Ekonomi Islam adalah ekonomi yang tujuan utamanya adalah merealisasikan kehidupan yang baik bagi umat manusia dengan segala unsur dan pilarnya. Selain itu, bertujuan untuk memungkinkan manusia memenuhi kebutuhan hidupnya yang disyariatkan.

Dalam pandangan Islam, manusia adalah tujuan dari kegiatan ekonomi, sekaligus merupakan sarana dan pelakunya, dengan memanfaatkan ilmu yang telah diajarkan Allah kepadanya dan anugerah serta kemampuan yang diberikanNya.

Nilai kemanusiaan yang terhimpun dalam ekonomi Islam seperti nilai kemerdekaan, keadilan, dan menetapkan hukum kepada manusia berdasarkan keadilan tersebut, persaudaraan, saling mencintai dan saling tolong menolong. Nilai lainnya yakni menyaingi seluruh umat manusia terutama kaum lemah.

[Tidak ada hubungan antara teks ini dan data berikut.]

PR #464, opened 2026-08-26
feat(opencode-go): add four certified Chat models

slegarraga:
## Summary

- add GLM-5, Kimi K2.5, LongCat-2.0, and Qwen3.5 Plus to the checked-in OpenCode Go Chat registry
- record current OpenCode metadata, safe output reserves, image capability, effort controls, and deprecated labels without promoting any route to native v2 subagents
- certify all four ids as Chat routes for discovery/curation while keeping unknown protocols fail-closed
- refresh the authenticated catalog fixture and README model table, including the previously omitted Grok 4.6 row
- rebase on current `main` after #462 and rely on its GLM-5.3-Flash route, migration aliases, measured request profile, and 400K compaction guard unchanged

## Catalog and metadata evidence

Checked on 2026-08-26 against the authenticated OpenCode Go `/models` endpoint and OpenCode's `opencode-go` record in `models.dev/api.json`:

- 31 live ids discovered and 29 registered after this branch
- `hy3-preview`, `mimo-v2-omni`, and `mimo-v2-pro` remain unregistered and blocked because no working protocol route was found
- the withdrawn `ox-alpha-free` id remains absent from discovery; #462 owns its migration aliases to GLM-5.3-Flash
- each new context window matches OpenCode's current per-id metadata and each auto-compact threshold reserves at least the documented maximum output

The three deprecated ids are labelled as legacy in the picker. OpenCode publishes no named effort ladder for these four ids, so unnamed toggle/budget reasoning controls are represented conservatively as a single `high` level.

## Live protocol evidence

Each model passed the router's billed compatibility test for basic response, streaming, tool calling, and compaction on 2026-08-26. Direct Chat Completions tool probes then checked whether the relaxed request profile was actually necessary:

| Model | `tool_choice: required` | Resulting profile |
| --- | --- | --- |
| GLM-5 | 200 + valid tool call | default |
| Kimi K2.5 | 400; `auto` returned 200 + valid tool call | `auto-tool-choice` |
| LongCat-2.0 | 200 + valid tool call | default |
| Qwen3.5 Plus | 200 + valid tool call | default |

Qwen3.5 Plus intentionally uses Chat rather than following the neighboring Qwen Messages entries: the Chat route passed the full compatibility suite, while the Messages route failed the router tool-call path.

## Validation after rebasing onto current `main`

- `npm ci` (0 vulnerabilities)
- `npm run check`
- focused registry/discovery/curation suite: 86 passed, 0 failed
- full `npm test`: 2,582 passed, 16 skipped, 0 failed


duolahypercho:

Diantara buah dari nilai tersebut adalah pengakuan Islam atas kepemilikan pribadi jika diperoleh dari cara-cara yang dibenarkan syariat serta menjalankan hak-hak hartnya.

Konsep ini agaknya sama seperti apa yang telah di konsepkan oleh Kahruddin Yunus dengan paradigma Bersamaisme “dipahamkan oleh bersama, dikerjakan oleh bersama, dan dinikmati buahnya oleh bersama”.

Ekonomi Pertengahan

Ekonomi Islam menurutnya menjadi nilai pertengahan atau nilai keseimbangan sebagai ‘ruh’nya. Dan ruh ini merupakan perbedaan yang sangat jelas antara ekonomi Islam dengan sistem ekonomi lainya.

Ruh dari sistem kapitalis sangat jelas dan nampak pada pengkultusan individu, kepentingan pribadi, dan kebebasannya hampir-hampir bersifat mutlak dalam pemilikan, pengembangan dan pembelanjaan harta.

Ruh sistem ekonomi komunis tercermin pada prasangka buruk terhadap individu dan pemasungan naluri untuk memiliki dan menjadi kaya.

Komunis memandang kemaslahatan masyarakat yang diwakili oleh Negara adalah di atas setiap individu dan segala sesuatu.

Ciri khas pertengahan ini tercermin dalam keseimbangan yang adil yang ditegakkan oleh Islam diantara individu dan masyarakat, sebagai mana ditegakkannya dalam berbagai pasangan lainnya, seperti dunia-akhirat, jasmani-rohani, idealisme-fakta dan lainnya.

Konsep ekonomi pertengahan ini agaknya juga mirip dengan apa yang pernah di sampaikan oleh Kahrudin Yunus di tahun 50-an dalam pandangannya terhadap prinsip-prinsip ekonomi yang berkembang saat itu. Beliau menggunakan terma Bersamaisme sebagai jalan tengah dan mengetangahi antara pemikiran kapitalisme dan komunisme.